I've been researching ecollars for a while now and as there's lots of information available, I'm trying to filter the good from the bad. I'm interested in the ecollar purely for recall, as my 10-month-old is fairly good on it but for safety I would like her to be more reliable. However, I've come across people using the collar for all sorts of purposes, like loose leash walking, stopping them from barking while tied up, stopping them from jumping up to people, heeling, stays, etc... So, common sense tells me the collar could be easily overused and abused, I wanted to know if you have used your collar for other purposes than recall? Any advice, experiences or ideas are greatly appreciated


----------



## R E McCraith (Nov 24, 2011)

E-collar - I only use it as a correction for whoa & here - it goes on usually after a year & the pup knows these commands - I'm old school - first year whoa board - check cord - hand signals - whistle & voice - get whoa right & this corrects everything else - on this command stops what ever he is doing & looks 2 u 4 next command - now the E - beep or buzz with multiy stim levels - get a good 1 with long range - rechargeable collar - totally water proof !


----------



## SuperV (Oct 18, 2011)

With respect to your question on using the e-collar for other purposes than recall......You use the e-collar as a way to enforce the dog to listen to any command you gave. Part of e-collar training is to teach the dog, that the stimulation goes away when it listens to your command...any command. It isn't exclusive to a single command, although many use it that way..... The dog should hear the command, feel the e-collar, and know that the stimulation goes away when the command is obeyed. 
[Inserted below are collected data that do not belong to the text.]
PR #836, opened 2020-06-22
Allow tiles to have a zero 'movement' cost to run for free by a train

jenf:
There is a fishing hex that counts for free onto a route.

### DIFF
--- a/lib/engine/config/game/g_1882.rb
+++ b/lib/engine/config/game/g_1882.rb
@@ -637,7 +637,7 @@ module Engine
       ]
     },
     "blue": {
-      "offboard=revenue:yellow_20|brown_30,movement_cost:0;path=a:0,b:_0;path=a:1,b:_0": [
+      "offboard=revenue:yellow_20|brown_30,visit_cost:0;path=a:0,b:_0;path=a:1,b:_0": [
         "B6"
       ]
     }
--- a/lib/engine/config/game/g_1882.rb
+++ b/lib/engine/config/game/g_1882.rb
@@ -637,7 +637,7 @@ module Engine
       ]
     },
     "blue": {
-      "offboard=revenue:yellow_20|brown_30;path=a:0,b:_0;path=a:1,b:_0": [
+      "offboard=revenue:yellow_20|brown_30,movement_cost:0;path=a:0,b:_0;path=a:1,b:_0": [
         "B6"
       ]
     }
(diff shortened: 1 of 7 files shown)


lib/engine/config/game/g_1882.rb
```diff
@@ -637,7 +637,7 @@ module G1882
       ]
     },
     "blue": {
-      "offboard=revenue:yellow_20|brown_30;path=a:0,b:_0;path=a:1,b:_0": [
+      "offboard=revenue:yellow_20|brown_30,movement_cost:0;path=a:0,b:_0;path=a:1,b:_0": [
```
tobymao, line 640: maybe we should rename it distance since it maps to train distance

lib/engine/tile.rb
```diff
@@ -73,15 +73,25 @@ def self.part(type, params, cache)
 
         Part::Path.new(params['a'], params['b'])
       when 'city'
-        city = Part::City.new(params['revenue'], params.fetch('slots', 1), params['groups'], params['hide'])
+        city = Part::City.new(params['revenue'],
+                              params.fetch('slots', 1),
+                              params['groups'],
+                              params['hide'],
+                              params.fetch('movement_cost', 1))
```
tobymao, line 80: there's no reason to fetch because you have a default already

lib/engine/part/revenue_center.rb
```diff
@@ -5,14 +5,19 @@
...
 
-      def initialize(revenue, groups = nil, hide = false)
+      def initialize(revenue, groups = nil, hide = false, movement_cost = 1)
         @revenue = parse_revenue(revenue)
         @groups = (groups || '').split('|')
         @hide = hide
+        @movement_cost = movement_cost.to_i
+      end
+
+      def free_stop?
```
tobymao, line 19: vestigial?

lib/engine/config/game/g_1882.rb
scottredracecar: I don't know if this makes sense, but the train terminology is visits so if it instead were to be visits=-1, to me that would mean that it grants a minus 1 visits to counterbalance the visit to reach it. Not sure if that is sensible or not.

lib/engine/tile.rb
jenf: unfortunately you do need the fetch, I've tried it without and it just sets all the visit costs to zero.
Presumably because you have an argument it'll take it even if it's nil.

lib/engine/config/game/g_1882.rb
jenf: visit_cost is what I went with

scottredracecar: even better

PR #842, opened 2020-06-23
Render non-home token reservations

michaeljb:
Also:
- add Erie's token ability
- fix a bug with the static 1846 map page where Erie's home token is rendered

Screenshot from 2020-06-22 21-29-02

Screenshot from 2020-06-22 21-24-46

### DIFF
--- a/assets/app/view/map_page.rb
+++ b/assets/app/view/map_page.rb
@@ -14,7 +14,7 @@ module View
 
       return h(:p, "Bad game title: #{game_title}") unless game_class
 
-      names = %w[p1 p2 p3 p4]
+      names = %w[p1 p2 p3 p4 p5]
       h(Game::Map, game: game_class.new(names))
     end
   end
--- a/lib/engine/game/base.rb
+++ b/lib/engine/game/base.rb
@@ -551,13 +551,18 @@ module Engine
 
       def init_hexes(companies, corporations)
         blockers = {}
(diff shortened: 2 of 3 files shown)


assets/app/view/map_page.rb
```diff
@@ -14,7 +14,7 @@ def render
 
       return h(:p, "Bad game title: #{game_title}") unless game_class
 
-      names = %w[p1 p2 p3 p4]
+      names = %w[p1 p2 p3 p4 p5]
```
tobymao, line 17: this breaks games that don't support 5 players like 1836jr.

in lib/engine.rb i have a function called player_range

lib/engine/game/base.rb
```diff
@@ -560,6 +559,12 @@ def init_hexes(companies, corporations)
           end
         end
 
+        reservations = Hash.new { |k, v| k[v] = [] }
+        corporations.each do |corp|
+          reservations[corp.coordinates].unshift(corp)
```
tobymao, line 564: why are we unshifting here?

michaeljb: It ensures home tokens are always first in the reservation list for cities like Erie in 1846 with reservations for multiple corps. Not essential though.

michaeljb:
Going to re-do this as a new reservation ability.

Remember that the stimulation isn't meant to painful....it is meant to be provide a sensation to the dog that may be mildly unpleasant to the dog so it has a stronger desire to turn it off then continue on with what it is doing (or not doing). Think of the e-collar, as a swarm of mosquito's flying around your head when you go outside.....they are annoying, but don't hurt and if the annoyance is big enough, you'll go back inside.....It isn't meant to be a swarm of killer bees, unless however life is in danger like running out into the road..


Nate


----------



## texasred (Jan 29, 2012)

The ecollar is nothing more than a tool, that lets you correct a dog at a distance on a already known command. So any command that has been taught to the dog, can be transferred over to a ecollar. The dog does have to learn what ecollar pressure is, and what turns it off.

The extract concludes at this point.